**GOAL OF THE EXERCISE:** Keep only the lines of the listing that include the word "itself", and copy them.

*** EXERCISE DATA ***

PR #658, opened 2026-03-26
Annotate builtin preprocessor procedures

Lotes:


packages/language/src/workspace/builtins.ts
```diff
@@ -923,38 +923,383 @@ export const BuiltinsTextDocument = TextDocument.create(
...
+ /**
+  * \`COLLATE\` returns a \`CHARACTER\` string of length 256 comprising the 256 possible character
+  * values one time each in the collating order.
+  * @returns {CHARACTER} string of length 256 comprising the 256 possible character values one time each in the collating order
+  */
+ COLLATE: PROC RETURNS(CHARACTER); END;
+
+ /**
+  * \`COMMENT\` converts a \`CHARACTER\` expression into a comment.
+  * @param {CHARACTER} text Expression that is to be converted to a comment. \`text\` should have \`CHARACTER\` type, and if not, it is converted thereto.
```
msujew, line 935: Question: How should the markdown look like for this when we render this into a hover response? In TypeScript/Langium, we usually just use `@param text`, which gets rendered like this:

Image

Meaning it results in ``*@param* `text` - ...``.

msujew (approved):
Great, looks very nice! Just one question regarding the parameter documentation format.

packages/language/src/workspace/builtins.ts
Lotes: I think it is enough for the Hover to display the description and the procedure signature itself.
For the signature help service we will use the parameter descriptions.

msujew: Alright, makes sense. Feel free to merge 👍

***
*** EXERCISE DATA ***

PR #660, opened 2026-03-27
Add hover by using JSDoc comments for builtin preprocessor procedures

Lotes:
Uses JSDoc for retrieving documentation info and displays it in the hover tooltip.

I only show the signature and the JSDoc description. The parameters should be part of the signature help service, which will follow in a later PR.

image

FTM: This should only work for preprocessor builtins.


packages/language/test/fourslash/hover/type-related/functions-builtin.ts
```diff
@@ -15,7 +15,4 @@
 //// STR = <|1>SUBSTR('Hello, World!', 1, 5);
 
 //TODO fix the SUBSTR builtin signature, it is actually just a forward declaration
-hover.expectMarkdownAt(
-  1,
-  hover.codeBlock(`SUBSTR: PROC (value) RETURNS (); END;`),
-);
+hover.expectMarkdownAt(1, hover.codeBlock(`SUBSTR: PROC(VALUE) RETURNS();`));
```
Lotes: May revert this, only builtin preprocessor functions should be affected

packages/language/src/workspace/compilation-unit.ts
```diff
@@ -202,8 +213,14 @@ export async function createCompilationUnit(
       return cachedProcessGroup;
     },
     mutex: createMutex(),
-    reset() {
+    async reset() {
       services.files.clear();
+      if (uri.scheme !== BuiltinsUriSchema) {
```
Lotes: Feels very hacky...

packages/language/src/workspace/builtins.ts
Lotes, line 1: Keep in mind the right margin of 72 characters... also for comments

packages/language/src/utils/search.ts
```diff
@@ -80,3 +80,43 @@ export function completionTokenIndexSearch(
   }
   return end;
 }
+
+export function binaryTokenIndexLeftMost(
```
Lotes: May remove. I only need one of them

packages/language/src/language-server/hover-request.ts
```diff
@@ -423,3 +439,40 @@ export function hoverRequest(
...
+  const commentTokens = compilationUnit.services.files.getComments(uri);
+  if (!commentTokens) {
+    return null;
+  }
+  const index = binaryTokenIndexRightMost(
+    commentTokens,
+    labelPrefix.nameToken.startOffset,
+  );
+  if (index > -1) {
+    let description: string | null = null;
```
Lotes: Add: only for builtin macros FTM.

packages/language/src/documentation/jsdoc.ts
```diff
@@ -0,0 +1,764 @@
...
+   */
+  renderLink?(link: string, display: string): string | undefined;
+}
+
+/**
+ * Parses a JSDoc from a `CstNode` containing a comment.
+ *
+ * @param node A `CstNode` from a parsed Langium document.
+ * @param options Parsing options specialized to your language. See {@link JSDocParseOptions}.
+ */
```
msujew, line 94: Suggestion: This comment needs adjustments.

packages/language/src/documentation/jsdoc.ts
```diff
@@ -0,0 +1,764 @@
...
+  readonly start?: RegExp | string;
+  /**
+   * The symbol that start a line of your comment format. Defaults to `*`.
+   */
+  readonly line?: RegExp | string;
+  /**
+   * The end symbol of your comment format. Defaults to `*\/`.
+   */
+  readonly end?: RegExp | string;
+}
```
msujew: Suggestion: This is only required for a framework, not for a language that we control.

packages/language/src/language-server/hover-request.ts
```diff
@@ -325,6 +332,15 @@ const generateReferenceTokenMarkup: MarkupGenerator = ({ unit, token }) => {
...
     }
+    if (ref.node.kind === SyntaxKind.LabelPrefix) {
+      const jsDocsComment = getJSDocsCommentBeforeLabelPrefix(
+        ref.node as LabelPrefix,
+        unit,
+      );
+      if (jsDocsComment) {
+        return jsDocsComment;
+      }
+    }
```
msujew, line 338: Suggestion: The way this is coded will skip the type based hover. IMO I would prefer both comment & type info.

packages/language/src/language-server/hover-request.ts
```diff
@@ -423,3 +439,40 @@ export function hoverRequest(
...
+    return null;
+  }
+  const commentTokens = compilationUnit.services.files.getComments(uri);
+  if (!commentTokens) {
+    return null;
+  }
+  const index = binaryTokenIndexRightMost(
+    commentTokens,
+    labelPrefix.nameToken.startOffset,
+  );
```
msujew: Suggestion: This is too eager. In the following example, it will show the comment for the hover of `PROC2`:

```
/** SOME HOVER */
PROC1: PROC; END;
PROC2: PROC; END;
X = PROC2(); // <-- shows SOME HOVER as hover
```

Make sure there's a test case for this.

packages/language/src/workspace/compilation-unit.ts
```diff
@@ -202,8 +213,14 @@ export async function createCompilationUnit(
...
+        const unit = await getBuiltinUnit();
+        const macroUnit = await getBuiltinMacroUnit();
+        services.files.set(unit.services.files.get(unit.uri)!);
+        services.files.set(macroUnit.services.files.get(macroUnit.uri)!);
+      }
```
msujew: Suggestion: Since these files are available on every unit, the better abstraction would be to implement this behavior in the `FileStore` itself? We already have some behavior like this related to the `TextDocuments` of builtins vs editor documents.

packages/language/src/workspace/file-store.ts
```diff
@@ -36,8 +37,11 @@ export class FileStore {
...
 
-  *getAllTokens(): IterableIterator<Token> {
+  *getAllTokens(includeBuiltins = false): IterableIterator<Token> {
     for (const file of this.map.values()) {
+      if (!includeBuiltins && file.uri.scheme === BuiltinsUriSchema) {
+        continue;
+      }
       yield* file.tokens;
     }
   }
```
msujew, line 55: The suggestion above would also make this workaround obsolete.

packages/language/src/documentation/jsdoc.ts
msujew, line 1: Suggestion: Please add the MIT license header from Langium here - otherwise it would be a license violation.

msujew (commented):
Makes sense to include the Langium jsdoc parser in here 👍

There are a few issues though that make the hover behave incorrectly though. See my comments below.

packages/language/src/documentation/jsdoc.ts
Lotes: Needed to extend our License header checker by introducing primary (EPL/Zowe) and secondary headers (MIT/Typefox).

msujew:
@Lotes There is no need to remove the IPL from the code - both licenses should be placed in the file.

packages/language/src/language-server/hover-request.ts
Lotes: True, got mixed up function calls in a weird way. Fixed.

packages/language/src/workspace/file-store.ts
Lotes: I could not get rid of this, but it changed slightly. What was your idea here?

***

**FINAL ANSWER:**
Lotes: I think it is enough for the Hover to display the description and the procedure signature itself.
msujew: Suggestion: Since these files are available on every unit, the better abstraction would be to implement this behavior in the `FileStore` itself? We already have some behavior like this related to the `TextDocuments` of builtins vs editor documents.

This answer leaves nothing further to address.